(Stored dataset items)
.....

PR #1373, opened 2020-10-15
(feat) e2ee: sign and verify frames

fippo:
Signs and verifies frames. For testing purposes this is done on every frame.
This is not the long-term goal and there needs to be a better strategy.

### DIFF
--- a/doc/e2ee.md
+++ b/doc/e2ee.md
@@ -69,6 +69,22 @@ This allows the decoder to understand the frame a bit more and makes it decode t
 video. This also means the SFU does not know (ideally) that the content is end-to-end encrypted and there are no
 changes in the SFU required at all.
 
+If the signature bit is set on the frame trailer, there is an additional fixed-length signature that is located
+between the counter and the trailing bit. The signature is generated as
+  Signature = Sign(signatureKey, Authentication Tag)
+and covers the current frame. Not every frame is signed but there will be periodic
+signatures on all SSRCs and streams. This prevents the impersonation attacks described in
+  https://tools.ietf.org/html/draft-omara-sframe-00#section-4.4
+Unlike SFrame, we do not cover multiple frames.
+
+We currently use ECDSA with curve P-521 as described on
+  https://developer.mozilla.org/en-US/docs/Web/API/EcKeyGenParams
+and sign/verify with SHA-256:
+  https://developer.mozilla.org/en-US/docs/Web/API/EcdsaParams
+This results in a fixed length signature of 132 bytes.
+We plan to make these options negotiable by exchanging them along with the key as a JWK:
+  https://tools.ietf.org/html/rfc7517
+
 ### Using Web Workers
 
 Insertable Streams are transferable and can be sent from the main JavaScript context to a
--- a/doc/e2ee.md
+++ b/doc/e2ee.md
@@ -75,7 +75,7 @@ between the counter and the trailing bit. The signature is generated as
 and covers the current frame. Not every frame is signed but there will be periodic
 signatures on all SSRCs and streams. This prevents the impersonation attacks described in
   https://tools.ietf.org/html/draft-omara-sframe-00#section-4.4
-Unlike SFrame, we do not cover multiple frames.
+We currently sign every frame, despite the overhead this incurs (132 bytes per frame currently).
 
 We currently use ECDSA with curve P-521 as described on
   https://developer.mozilla.org/en-US/docs/Web/API/EcKeyGenParams
--- a/doc/e2ee.md
+++ b/doc/e2ee.md
@@ -70,12 +70,37 @@ video. This also means the SFU does not know (ideally) that the content is end-t
 changes in the SFU required at all.
 
 If the signature bit is set on the frame trailer, there is an additional fixed-length signature that is located
-between the counter and the trailing bit. The signature is generated as
+between the counter and the trailing bit:
+```
+     +------------+------------------------------------------+^+
+     |unencrypted payload header (variable length)           | |
+   +^+------------+------------------------------------------+ |
+   | |                                                       | |
+   | |                                                       | |
+   | |                                                       | |
+   | |                                                       | |
+   | |                  Encrypted Frame                      | |
+   | |                                                       | |
+   | |                                                       | |
+   | |                                                       | |
+   | |                                                       | |
+   +^+-------------------------------------------------------+ +
+   | |                 Authentication Tag                    | |
+   | +---------------------------------------+-+-+-+-+-+-+-+-+ |
+   | |    CTR... (length=LEN + 1)            |  SIGNATURE    | |
+   | +---------------------------------------+-+-+-+-+-+-+-+-+ |
+   | |    SIGNATURE (fixed length)           |1|LEN  |KID    | |
+   | +---------------------------------------+-+-+-+-+-+-+-+-+^|
+   |                                                           |
+   +----+Encrypted Portion            Authenticated Portion+---+
+```
+
+The signature is generated as
   Signature = Sign(signatureKey, Authentication Tag)
 and covers the current frame. Not every frame is signed but there will be periodic
 signatures on all SSRCs and streams. This prevents the impersonation attacks described in
   https://tools.ietf.org/html/draft-omara-sframe-00#section-4.4
-We currently sign every frame, despite the overhead this incurs (132 bytes per frame currently).
+We currently sign every frame, despite the overhead this incurs.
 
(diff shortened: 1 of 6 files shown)


modules/e2ee/Context.js
```diff
@@ -150,14 +170,25 @@ export class Context {
                 }
             }
 
-            const frameTrailer = new Uint8Array(counterLength + 1);
+
+            let signatureLength = 0;
+
+            if (this._signatureKey) {
+                // TODO: the condition is more complex as we periodically want to
+                //   sign every n-th frame of every substream/ssrc.
```
fippo, line 178: thinking of a `this._shouldSignFrame(encodedFrame.getMetadata())`
which looks at the metdadata.synchroniziationSource and does a time based decision

fippo:
So this works great (at least in the tests). What is missing is exposing the verification status to the application.
E.g. when we get a valid signature we say "you look great". But then who is responsible for checking whether we get a new signature periodically, the Context or the application?

modules/e2ee/Context.js
```diff
@@ -98,6 +116,52 @@ export class Context {
     _setKeys(keys) {
         this._cryptoKeyRing[this._currentKeyIndex] = keys;
         this._sendCount = BigInt(0); // eslint-disable-line new-cap
+        this._lastSignatureAt.clear();
```
fippo, line 119: just to check: if we ratchet because someone joins, we use setKey from the client code which resets calls _setKeys and therefore we reset.
This calls for another test :-)

fippo: test added :-)

modules/e2ee/Context.js
```diff
@@ -220,24 +302,45 @@ export class Context {
...
 
-            // Set authentication tag bytes to 0.
-            const zeros = new Uint8Array(DIGEST_LENGTH[encodedFrame.type]);
+            // Verify the long-term signature of the authentication tag.
+            if (signatureLength) {
+                const signature = data.subarray(data.byteLength - signatureLength - 1, data.byteLength - 1);
+                const validSignature = this._signatureKey
+                    ? await crypto.subtle.verify(this._signatureOptions,
+                        this._signatureKey, signature, authTag)
+                    : false;
```
fippo, line 321: since restructuring the code this can no longer happen. If we receive a (key) frame with a signature but have no key yet, should we buffer? Odd timing problem but...

doc/e2ee.md
```diff
@@ -69,6 +69,22 @@ This allows the decoder to understand the frame a bit more and makes it decode t
 video. This also means the SFU does not know (ideally) that the content is end-to-end encrypted and there are no
 changes in the SFU required at all.
 
+If the signature bit is set on the frame trailer, there is an additional fixed-length signature that is located
```
saghul, line 72: Can you edit the ASCII diagram with this?

doc/e2ee.md
```diff
@@ -69,6 +69,22 @@ This allows the decoder to understand the frame a bit more and makes it decode t
...
+between the counter and the trailing bit. The signature is generated as
+  Signature = Sign(signatureKey, Authentication Tag)
+and covers the current frame. Not every frame is signed but there will be periodic
+signatures on all SSRCs and streams. This prevents the impersonation attacks described in
+  https://tools.ietf.org/html/draft-omara-sframe-00#section-4.4
+We currently sign every frame, despite the overhead this incurs (132 bytes per frame currently).
```
saghul, line 78: Where does the (magical) 132 number come from? Is it the length of the P-521 signature?

modules/e2ee/Context.js
```diff
@@ -100,6 +103,34 @@ export class Context {
...
+        this._signatureOptions = options;
+    }
+
+    /**
+     * Decide whether we should sign a frame.
+     * @returns {boolean}
+     * @private
+     */
+    _shouldSignFrame() {
+        if (!this._signatureKey) {
```
saghul, line 127: `return Boolean(this._signatureKey);`

modules/e2ee/Context.js
```diff
@@ -185,10 +224,20 @@ export class Context {
                     + DIGEST_LENGTH[encodedFrame.type]); // append trailer.
 
                 return crypto.subtle.sign(AUTHENTICATIONTAG_OPTIONS, this._cryptoKeyRing[keyIndex].authenticationKey,
-                    new Uint8Array(newData)).then(authTag => {
+                    new Uint8Array(newData)).then(async authTag => {
```
saghul, line 227: Can we perhaps reorganize this a bit so it uses async / await all the way? It's kinda weird to ready with async / await and promises mixed up.

modules/e2ee/E2EEncryption.js
```diff
@@ -115,14 +123,24 @@ export class E2EEncryption {
...
         if (!this._initialized && enabled) {
+            // Generate a frame signing key pair. Per session currently.
+            this._signatureKeyPair = await crypto.subtle.generateKey(SIGNATURE_OPTIONS,
+                true, [ 'sign', 'verify' ]);
+            this._e2eeCtx.setSignatureKey(this.conference.myUserId(), this._signatureKeyPair.privateKey);
+
+            // Serialize the JWK of the signing key. Using JSON, might be easy to xml-ify.
+            const serializedSigningKey = await crypto.subtle.exportKey('jwk', this._signatureKeyPair.publicKey);
+
+            this.conference.setLocalParticipantProperty('e2ee.signatureKey', JSON.stringify(serializedSigningKey));
```
saghul, line 142: Can you add a TODO here about signing this with the Olm account's id key?

saghul (commented):
LGTM with a couple of (minor) comments, PTAL!

modules/e2ee/Context.js
fippo: i want to make this more complicated in the future so would like to keep this.

modules/e2ee/Context.js
fippo: once we're done with the actual code? Until then just keep on piling up things :-)

doc/e2ee.md
fippo: explained a bit below so removed here

doc/e2ee.md
```diff
@@ -69,6 +69,47 @@ This allows the decoder to understand the frame a bit more and makes it decode t
...
+   | |                                                       | |
+   | |                                                       | |
+   | |                                                       | |
+   +^+-------------------------------------------------------+ +
+   | |                 Authentication Tag                    | |
+   | +---------------------------------------+-+-+-+-+-+-+-+-+ |
+   | |    CTR... (length=LEN + 1)            |  SIGNATURE    | |
+   | +---------------------------------------+-+-+-+-+-+-+-+-+ |
+   | |    SIGNATURE (fixed length)           |1|LEN  |KID    | |
+   | +---------------------------------------+-+-+-+-+-+-+-+-+^|
```
saghul, line 93: S-bit missing?

modules/e2ee/E2EEncryption.js
```diff
@@ -244,11 +263,22 @@ export class E2EEncryption {
...
+        case 'e2ee.signatureKey':
+            logger.debug(`Participant ${participant.getId()} updated their signature key: ${newValue}`);
+            if (newValue) {
+                const parsed = JSON.parse(newValue);
+
+                const importedKey = await crypto.subtle.importKey('jwk', parsed, { name: 'ECDSA',
+                    namedCurve: parsed.crv }, true, parsed.key_ops);
+
+                this._e2eeCtx.setSignatureKey(participant.getId(), importedKey);
+            }
```
saghul, line 280: shouldn't we set the key to false in case there is no new one?

saghul (dismissed):
2 minor comments, LGTM otherwise.

doc/e2ee.md
fippo: no, set to 1 before LEN

modules/e2ee/E2EEncryption.js
fippo: do we want to support removing your signature key?

saghul: Great questions. I'd say the answer is no to both. Maybe we should at least log a warning when an empty key is published?

doc/e2ee.md
saghul: Right.

modules/e2ee/E2EEncryption.js
fippo: for rejecting key updates we need worker support for sending back error message so lets do that late

saghul (approved):
LGTM

PR #1375, opened 2020-10-17
docs for setLocalParticipantProperty, PARTICIPANT_PROPERTY_CHANGED added.

s-xync:
After using lib-jitsi-meet fairly well, I realized there is no way for us to set a custom property on the local user other than the display name. So, I went on a search and found on the jitsi community that we have `setLocalParticipantProperty` and `PARTICIPANT_PROPERTY_CHANGED` that are not given in the official documentation at [API.md](https://github.com/jitsi/lib-jitsi-meet/blob/master/doc/API.md). Knowing that these options are there helped me a lot in writing new features and I think there are others like me who might be using lib-jitsi-meet and don't know about these. So, I decided to add them in the docs.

.....

Repeat only the lines running from the line that contains "PR #1375, opened 2020-10-17" through the last line above, inclusive.

PR #1375, opened 2020-10-17
docs for setLocalParticipantProperty, PARTICIPANT_PROPERTY_CHANGED added.

s-xync:
After using lib-jitsi-meet fairly well, I realized there is no way for us to set a custom property on the local user other than the display name. So, I went on a search and found on the jitsi community that we have `setLocalParticipantProperty` and `PARTICIPANT_PROPERTY_CHANGED` that are not given in the official documentation at [API.md](https://github.com/jitsi/lib-jitsi-meet/blob/master/doc/API.md). Knowing that these options are there helped me a lot in writing new features and I think there are others like me who might be using lib-jitsi-meet and don't know about these. So, I decided to add them in the docs.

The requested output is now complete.